Task details
In the entries below, find every line with "events" and copy it.

Dataset entries

PR #434, opened 2018-11-22
Added bot mining

linaori:
Bot behavior is a bit quirky at times, but it seems to work just fine. Also fixed a bug that let bots mine tiles anyway, despite being support beams.

You can see how it works here: https://www.youtube.com/watch?v=7bJtkjlgCnM

### DIFF
--- a/map_gen/Diggy/Feature/DiggyCaveCollapse.lua
+++ b/map_gen/Diggy/Feature/DiggyCaveCollapse.lua
@@ -231,15 +231,6 @@ local function on_player_mined_tile(event)
     end
 end
 
-local function on_robot_mined_entity(event)
-    local entity = event.entity
-    local strength = support_beam_entities[entity.name]
-
-    if strength then
-        stress_map_add(entity.surface, entity.position, strength, false, entity.last_user.index)
-    end
-end
-
 local function on_mined_entity(event)
     local entity = event.entity
     local name = entity.name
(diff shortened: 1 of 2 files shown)


Jayefuu:
Yay! I really dig this feature. Are you doing anything balance-wise to make them super slow to start with, with tech upgrades improving it a lot?

map_gen/Diggy/Feature/DiggyCaveCollapse.lua
```diff
@@ -360,7 +350,12 @@ function DiggyCaveCollapse.register(cfg)
     Event.add(defines.events.on_surface_created, on_surface_created)
 
     Event.add(defines.events.on_marked_for_deconstruction, function (event)
-        if (nil ~= support_beam_entities[event.entity.name]) then
+        local name = event.entity.name
+        if name == 'sand-rock-big' or name == 'rock-huge' then
+            return
+        end
+
+        if name == 'deconstructible-tile-proxy' or nil ~= support_beam_entities[name] then
```
Valansch, line 358: `nil ~= support_beam_entities[name]`
can just be
`not support_beam_entities[name]`

Valansch (approved):
I didnt understand why you are creating the rock again after removing it. So i tried it. THIS IS AWSOME

plague006:
Tested this some: rooms generate fine, biters generate, collapses work. LGTM

mheguy (approved):
Tested this some: rooms generate fine, biters generate, collapses work. LGTM

map_gen/Diggy/Feature/DiggyCaveCollapse.lua
linaori: old code, will fix this

linaori:
@Jayefuu later this evening I will work on the following:
 - set the base damage to 4 (10 atm)
 - increase the base damage by 1 per mining productivity level. That will make it roughly 7 by the time you can make bots I think

mheguy:
Interesting, I like the idea of increasing the value of mining productivity research.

Written answer
     Event.add(defines.events.on_surface_created, on_surface_created)
     Event.add(defines.events.on_marked_for_deconstruction, function (event)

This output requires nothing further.